> [Your task] Word for word, restate the records that come after this.

Data supplied below:

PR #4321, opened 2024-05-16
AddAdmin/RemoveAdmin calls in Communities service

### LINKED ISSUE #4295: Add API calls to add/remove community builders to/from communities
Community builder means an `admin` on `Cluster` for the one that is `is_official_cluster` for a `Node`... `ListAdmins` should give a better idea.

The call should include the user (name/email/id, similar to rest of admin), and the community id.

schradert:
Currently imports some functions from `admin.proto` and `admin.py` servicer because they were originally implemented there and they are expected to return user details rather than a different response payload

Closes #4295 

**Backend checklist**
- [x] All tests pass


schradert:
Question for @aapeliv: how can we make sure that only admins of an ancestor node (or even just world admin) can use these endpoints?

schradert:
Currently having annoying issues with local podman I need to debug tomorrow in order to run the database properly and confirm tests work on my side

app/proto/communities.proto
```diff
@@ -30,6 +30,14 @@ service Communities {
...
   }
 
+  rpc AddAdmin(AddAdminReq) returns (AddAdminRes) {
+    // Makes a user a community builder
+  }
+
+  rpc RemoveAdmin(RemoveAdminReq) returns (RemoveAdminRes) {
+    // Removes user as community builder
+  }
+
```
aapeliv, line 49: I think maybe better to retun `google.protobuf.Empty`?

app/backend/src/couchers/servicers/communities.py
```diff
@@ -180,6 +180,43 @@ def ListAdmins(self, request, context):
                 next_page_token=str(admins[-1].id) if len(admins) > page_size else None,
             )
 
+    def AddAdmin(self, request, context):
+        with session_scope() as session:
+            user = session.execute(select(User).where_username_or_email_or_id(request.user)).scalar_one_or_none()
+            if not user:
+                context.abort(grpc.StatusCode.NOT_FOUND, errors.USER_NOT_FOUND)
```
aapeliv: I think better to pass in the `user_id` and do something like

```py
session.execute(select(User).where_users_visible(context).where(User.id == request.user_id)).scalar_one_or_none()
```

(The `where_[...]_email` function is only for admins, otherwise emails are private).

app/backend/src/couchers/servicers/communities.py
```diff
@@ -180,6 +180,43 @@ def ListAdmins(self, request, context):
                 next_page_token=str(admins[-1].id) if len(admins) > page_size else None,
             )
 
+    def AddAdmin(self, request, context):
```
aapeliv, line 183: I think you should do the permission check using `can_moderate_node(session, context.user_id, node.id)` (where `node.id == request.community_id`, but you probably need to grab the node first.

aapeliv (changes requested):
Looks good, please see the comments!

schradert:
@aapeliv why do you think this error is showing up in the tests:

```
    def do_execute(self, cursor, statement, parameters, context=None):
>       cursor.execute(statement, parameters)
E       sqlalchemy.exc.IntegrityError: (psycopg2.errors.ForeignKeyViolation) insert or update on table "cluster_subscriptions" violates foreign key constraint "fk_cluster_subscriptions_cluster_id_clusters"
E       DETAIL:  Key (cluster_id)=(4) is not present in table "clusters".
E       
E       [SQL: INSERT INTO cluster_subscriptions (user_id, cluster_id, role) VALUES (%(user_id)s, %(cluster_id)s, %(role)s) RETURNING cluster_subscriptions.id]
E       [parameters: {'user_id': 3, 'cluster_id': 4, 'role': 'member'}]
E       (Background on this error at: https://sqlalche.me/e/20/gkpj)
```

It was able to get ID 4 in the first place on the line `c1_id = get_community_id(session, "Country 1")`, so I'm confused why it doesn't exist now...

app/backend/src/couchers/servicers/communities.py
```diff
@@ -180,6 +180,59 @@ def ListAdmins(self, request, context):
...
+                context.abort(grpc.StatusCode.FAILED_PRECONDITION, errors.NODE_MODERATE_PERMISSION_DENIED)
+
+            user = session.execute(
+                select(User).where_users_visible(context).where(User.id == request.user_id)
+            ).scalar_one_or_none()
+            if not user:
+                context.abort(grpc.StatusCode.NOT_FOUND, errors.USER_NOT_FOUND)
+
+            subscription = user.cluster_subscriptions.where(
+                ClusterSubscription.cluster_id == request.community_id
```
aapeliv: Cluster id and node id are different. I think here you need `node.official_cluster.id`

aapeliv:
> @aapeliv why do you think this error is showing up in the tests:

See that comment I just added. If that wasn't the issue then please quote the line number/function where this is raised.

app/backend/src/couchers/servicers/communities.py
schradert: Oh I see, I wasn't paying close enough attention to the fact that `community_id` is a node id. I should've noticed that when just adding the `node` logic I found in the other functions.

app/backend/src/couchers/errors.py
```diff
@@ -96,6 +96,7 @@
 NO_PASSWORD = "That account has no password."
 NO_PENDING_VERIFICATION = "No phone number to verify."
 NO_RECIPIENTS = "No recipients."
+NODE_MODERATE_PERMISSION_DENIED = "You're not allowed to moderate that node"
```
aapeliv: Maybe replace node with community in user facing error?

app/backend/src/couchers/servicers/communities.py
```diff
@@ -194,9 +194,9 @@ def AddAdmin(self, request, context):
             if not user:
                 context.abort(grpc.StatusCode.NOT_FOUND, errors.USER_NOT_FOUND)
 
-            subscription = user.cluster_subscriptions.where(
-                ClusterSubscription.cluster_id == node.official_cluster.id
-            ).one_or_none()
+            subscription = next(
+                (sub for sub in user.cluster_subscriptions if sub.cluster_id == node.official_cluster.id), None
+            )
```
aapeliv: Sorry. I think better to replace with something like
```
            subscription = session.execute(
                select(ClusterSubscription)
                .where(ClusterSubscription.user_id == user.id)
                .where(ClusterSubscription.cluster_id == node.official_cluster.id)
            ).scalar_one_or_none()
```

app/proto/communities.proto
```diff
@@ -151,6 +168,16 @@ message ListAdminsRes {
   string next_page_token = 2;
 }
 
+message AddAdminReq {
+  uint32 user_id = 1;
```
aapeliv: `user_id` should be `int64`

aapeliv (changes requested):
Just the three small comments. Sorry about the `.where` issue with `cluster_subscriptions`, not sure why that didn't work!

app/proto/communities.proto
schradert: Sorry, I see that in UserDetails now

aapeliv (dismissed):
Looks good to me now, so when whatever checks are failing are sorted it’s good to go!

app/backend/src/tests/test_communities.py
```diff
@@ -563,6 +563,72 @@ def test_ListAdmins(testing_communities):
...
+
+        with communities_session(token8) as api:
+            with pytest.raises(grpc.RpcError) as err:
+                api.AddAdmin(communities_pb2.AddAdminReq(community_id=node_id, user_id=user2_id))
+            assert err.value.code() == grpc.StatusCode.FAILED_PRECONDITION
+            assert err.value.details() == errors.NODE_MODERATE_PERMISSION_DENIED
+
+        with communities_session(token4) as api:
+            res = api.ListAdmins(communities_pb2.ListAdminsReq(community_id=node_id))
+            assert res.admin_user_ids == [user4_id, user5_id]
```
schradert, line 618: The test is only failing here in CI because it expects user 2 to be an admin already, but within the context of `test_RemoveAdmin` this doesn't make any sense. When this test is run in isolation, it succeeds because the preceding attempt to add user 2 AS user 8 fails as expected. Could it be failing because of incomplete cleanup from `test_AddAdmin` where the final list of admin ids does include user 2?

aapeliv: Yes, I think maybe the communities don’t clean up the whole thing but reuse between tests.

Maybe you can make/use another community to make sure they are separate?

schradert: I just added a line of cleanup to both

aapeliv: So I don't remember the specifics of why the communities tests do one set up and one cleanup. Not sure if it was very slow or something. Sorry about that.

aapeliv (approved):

End of Data supplied.

> [Response area]
PR #4321, opened 2024-05-16
AddAdmin/RemoveAdmin calls in Communities service

### LINKED ISSUE #4295: Add API calls to add/remove community builders to/from communities
Community builder means an `admin` on `Cluster` for the one that is `is_official_cluster` for a `Node`... `ListAdmins` should give a better idea.

The call should include the user (name/email/id, similar to rest of admin), and the community id.

schradert:
Currently imports some functions from `admin.proto` and `admin.py` servicer because they were originally implemented there and they are expected to return user details rather than a different response payload

Closes #4295 

**Backend checklist**
- [x] All tests pass


schradert:
Question for @aapeliv: how can we make sure that only admins of an ancestor node (or even just world admin) can use these endpoints?

schradert:
Currently having annoying issues with local podman I need to debug tomorrow in order to run the database properly and confirm tests work on my side

app/proto/communities.proto
```diff
@@ -30,6 +30,14 @@ service Communities {
...
   }
 
+  rpc AddAdmin(AddAdminReq) returns (AddAdminRes) {
+    // Makes a user a community builder
+  }
+
+  rpc RemoveAdmin(RemoveAdminReq) returns (RemoveAdminRes) {
+    // Removes user as community builder
+  }
+
```
aapeliv, line 49: I think maybe better to retun `google.protobuf.Empty`?

app/backend/src/couchers/servicers/communities.py
```diff
@@ -180,6 +180,43 @@ def ListAdmins(self, request, context):
                 next_page_token=str(admins[-1].id) if len(admins) > page_size else None,
             )
 
+    def AddAdmin(self, request, context):
+        with session_scope() as session:
+            user = session.execute(select(User).where_username_or_email_or_id(request.user)).scalar_one_or_none()
+            if not user:
+                context.abort(grpc.StatusCode.NOT_FOUND, errors.USER_NOT_FOUND)
```
aapeliv: I think better to pass in the `user_id` and do something like

```py
session.execute(select(User).where_users_visible(context).where(User.id == request.user_id)).scalar_one_or_none()
```

(The `where_[...]_email` function is only for admins, otherwise emails are private).

app/backend/src/couchers/servicers/communities.py
```diff
@@ -180,6 +180,43 @@ def ListAdmins(self, request, context):
                 next_page_token=str(admins[-1].id) if len(admins) > page_size else None,
             )
 
+    def AddAdmin(self, request, context):
```
aapeliv, line 183: I think you should do the permission check using `can_moderate_node(session, context.user_id, node.id)` (where `node.id == request.community_id`, but you probably need to grab the node first.

aapeliv (changes requested):
Looks good, please see the comments!

schradert:
@aapeliv why do you think this error is showing up in the tests:

```
    def do_execute(self, cursor, statement, parameters, context=None):
>       cursor.execute(statement, parameters)
E       sqlalchemy.exc.IntegrityError: (psycopg2.errors.ForeignKeyViolation) insert or update on table "cluster_subscriptions" violates foreign key constraint "fk_cluster_subscriptions_cluster_id_clusters"
E       DETAIL:  Key (cluster_id)=(4) is not present in table "clusters".
E       
E       [SQL: INSERT INTO cluster_subscriptions (user_id, cluster_id, role) VALUES (%(user_id)s, %(cluster_id)s, %(role)s) RETURNING cluster_subscriptions.id]
E       [parameters: {'user_id': 3, 'cluster_id': 4, 'role': 'member'}]
E       (Background on this error at: https://sqlalche.me/e/20/gkpj)
```

It was able to get ID 4 in the first place on the line `c1_id = get_community_id(session, "Country 1")`, so I'm confused why it doesn't exist now...

app/backend/src/couchers/servicers/communities.py
```diff
@@ -180,6 +180,59 @@ def ListAdmins(self, request, context):
...
+                context.abort(grpc.StatusCode.FAILED_PRECONDITION, errors.NODE_MODERATE_PERMISSION_DENIED)
+
+            user = session.execute(
+                select(User).where_users_visible(context).where(User.id == request.user_id)
+            ).scalar_one_or_none()
+            if not user:
+                context.abort(grpc.StatusCode.NOT_FOUND, errors.USER_NOT_FOUND)
+
+            subscription = user.cluster_subscriptions.where(
+                ClusterSubscription.cluster_id == request.community_id
```
aapeliv: Cluster id and node id are different. I think here you need `node.official_cluster.id`

aapeliv:
> @aapeliv why do you think this error is showing up in the tests:

See that comment I just added. If that wasn't the issue then please quote the line number/function where this is raised.

app/backend/src/couchers/servicers/communities.py
schradert: Oh I see, I wasn't paying close enough attention to the fact that `community_id` is a node id. I should've noticed that when just adding the `node` logic I found in the other functions.

app/backend/src/couchers/errors.py
```diff
@@ -96,6 +96,7 @@
 NO_PASSWORD = "That account has no password."
 NO_PENDING_VERIFICATION = "No phone number to verify."
 NO_RECIPIENTS = "No recipients."
+NODE_MODERATE_PERMISSION_DENIED = "You're not allowed to moderate that node"
```
aapeliv: Maybe replace node with community in user facing error?

app/backend/src/couchers/servicers/communities.py
```diff
@@ -194,9 +194,9 @@ def AddAdmin(self, request, context):
             if not user:
                 context.abort(grpc.StatusCode.NOT_FOUND, errors.USER_NOT_FOUND)
 
-            subscription = user.cluster_subscriptions.where(
-                ClusterSubscription.cluster_id == node.official_cluster.id
-            ).one_or_none()
+            subscription = next(
+                (sub for sub in user.cluster_subscriptions if sub.cluster_id == node.official_cluster.id), None
+            )
```
aapeliv: Sorry. I think better to replace with something like
```
            subscription = session.execute(
                select(ClusterSubscription)
                .where(ClusterSubscription.user_id == user.id)
                .where(ClusterSubscription.cluster_id == node.official_cluster.id)
            ).scalar_one_or_none()
```

app/proto/communities.proto
```diff
@@ -151,6 +168,16 @@ message ListAdminsRes {
   string next_page_token = 2;
 }
 
+message AddAdminReq {
+  uint32 user_id = 1;
```
aapeliv: `user_id` should be `int64`

aapeliv (changes requested):
Just the three small comments. Sorry about the `.where` issue with `cluster_subscriptions`, not sure why that didn't work!

app/proto/communities.proto
schradert: Sorry, I see that in UserDetails now

aapeliv (dismissed):
Looks good to me now, so when whatever checks are failing are sorted it’s good to go!

app/backend/src/tests/test_communities.py
```diff
@@ -563,6 +563,72 @@ def test_ListAdmins(testing_communities):
...
+
+        with communities_session(token8) as api:
+            with pytest.raises(grpc.RpcError) as err:
+                api.AddAdmin(communities_pb2.AddAdminReq(community_id=node_id, user_id=user2_id))
+            assert err.value.code() == grpc.StatusCode.FAILED_PRECONDITION
+            assert err.value.details() == errors.NODE_MODERATE_PERMISSION_DENIED
+
+        with communities_session(token4) as api:
+            res = api.ListAdmins(communities_pb2.ListAdminsReq(community_id=node_id))
+            assert res.admin_user_ids == [user4_id, user5_id]
```
schradert, line 618: The test is only failing here in CI because it expects user 2 to be an admin already, but within the context of `test_RemoveAdmin` this doesn't make any sense. When this test is run in isolation, it succeeds because the preceding attempt to add user 2 AS user 8 fails as expected. Could it be failing because of incomplete cleanup from `test_AddAdmin` where the final list of admin ids does include user 2?

aapeliv: Yes, I think maybe the communities don’t clean up the whole thing but reuse between tests.

Maybe you can make/use another community to make sure they are separate?

schradert: I just added a line of cleanup to both

aapeliv: So I don't remember the specifics of why the communities tests do one set up and one cleanup. Not sure if it was very slow or something. Sorry about that.

aapeliv (approved):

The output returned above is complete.